Suasana sore itu terasa hening beberapa saat. Arman menyeruput kopi pelan-pelan, mencoba menenangkan hatinya yang masih gamang.
Setelah cukup lama terdiam, Usman kembali bersuara. “Jadi, rencana bapak ke depan gimana?”
Arman meletakkan cangkirnya. “Aku belum tahu, Man. Jalani aja yang ada dulu. Kalau memang jodoh, tak akan ke mana.”
Usman tersenyum lebar. “Nah, itu baru Pak Arman yang saya kenal.
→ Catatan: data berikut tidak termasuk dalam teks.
PR #587, opened 2023-08-06
feature: Update to fig

dhedey:
Updates to the latest version from https://github.com/radixdlt/radixdlt-scrypto/pull/1315 / `release/fig` on scrypto.

There aren't any big changes:
* Mostly just renames or slight restructures in the Core API.
  * Notably the AccessRules module has been renamed to the RoleAssignment module.
  * A few of the Account substates have been renamed a little
  * There's a new Account partition for authorized depositors. This likely will not be exposed on the Gateway. 
* Also some new scenarios.
* A few behind-the-scenes changes (eg the three tier JMT integration)


core-rust/state-manager/src/staging/mod.rs
```diff
@@ -71,19 +71,13 @@ mod substate_overlay_iterator;
...
-pub trait ReadableStateTreeStore:
-    ReadableTreeStore<PartitionPayload> + ReadableTreeStore<()>
-{
-}
-impl<T> ReadableStateTreeStore for T where
-    T: ReadableTreeStore<PartitionPayload> + ReadableTreeStore<()>
-{
-}
+pub trait ReadableStateTreeStore: ReadableTreeStore {}
+impl<T> ReadableStateTreeStore for T where T: ReadableTreeStore {}
```
jakrawcz-rdx, line 80: We can just get rid of it now.
(But it's also fine in some next refactor, possibly drive-by)

core-rust/state-manager/src/store/rocks_db.rs
```diff
@@ -1065,22 +1058,32 @@ impl RecoverableVertexStore for RocksDBStore {
 }
 
 fn encode_to_rocksdb_bytes(partition_key: &DbPartitionKey, sort_key: &DbSortKey) -> Vec<u8> {
-    let mut buffer = Vec::with_capacity(1 + partition_key.0.len() + sort_key.0.len());
+    let mut buffer = Vec::with_capacity(2 + partition_key.node_key.len() + sort_key.0.len());
```
jakrawcz-rdx, line 1061:
```suggestion
    let mut buffer = Vec::with_capacity(1 + partition_key.node_key.len() + 1 + sort_key.0.len());
```

(or some `size_of()`, or some well-named constants - and the same numbers can be used inside `decode_from_rocksdb_bytes()`)

But this is nitpicking only for my own readability; can be done in some next PR.

jakrawcz-rdx (approved):
I focused on the non-trivial JMT/DB-related changes.
I left some comments which can be treated as my own notes-to-self for later.

The remaining changes seem like renames-only (easy enough) + Some stuff that I don't understand ("depositor") - so it would be cool if someone else had a look there too.

LukasGasior1 (approved):

jakrawcz-rdx:
We want to merge https://github.com/radixdlt/babylon-node/pull/594 into this branch first.

... unless this change was unintentional:

image

?

PR #590, opened 2023-08-08
Filter out substate updates that do not change the value

LukasGasior1:


jakrawcz-rdx (approved):
The change is ofc valid 👍 

My only doubt is whether we are sure we want it. It probably doesn't hurt, but https://rdxworks.slack.com/archives/C01M90Y2448/p1691514783799429?thread_ts=1691494005.277249&cid=C01M90Y2448 doesn't really give definitive answer.
Anyway, if you are more sure than me (that we want this `if`), feel free to merge 🟢

dhedey (approved):

malexandru-rdx (approved):
LGTM!

PR #591, opened 2023-08-08
decouple keygen from cli-tools

balda-rdx:
this is taking keygen out of cli-tools so that we can easily build and distribute it as an executable without relying on rust to be present at build time.


malexandru-rdx (commented):
It seems fine and I'll approve after fixing the CI tests.

As a general rule before committing you should always run `./gradlew spotlessApply` to run the linter format.
Also you can run the tests locally:
- `./gradlew clean check jacocoTestReport --stacktrace --scan` for unit tests
- `./gradlew clean runSteadyStateIntegrationTests --refresh-dependencies` for integration tests

kofrdx (approved):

Yakin tapi nggak maksa. Santai tapi tanggung jawab.”
Arman menepuk bahu bawahannya itu. “Kamu memang banyak omong, tapi kadang omonganmu ada benarnya juga.”
Keduanya tertawa lepas, meski dalam hati Arman masih tersimpan gundah yang belum sepenuhnya luruh.
Di kejauhan, langit mulai memerah. Angin sore berhembus lembut membawa aroma tanah dan kopi. Arman menatap lurus ke depan, merasa bahwa hidupnya kini sudah benar-benar berubah. Ia tak tahu ke mana takdir akan menuntunnya setelah ini, tapi satu hal pasti—sejak malam itu, kehidupannya tak lagi sama.
Dan mungkin, di balik segala kebetulan yang tak diinginkan itu, Tuhan sedang menulis cerita cinta dengan cara yang tak pernah ia duga.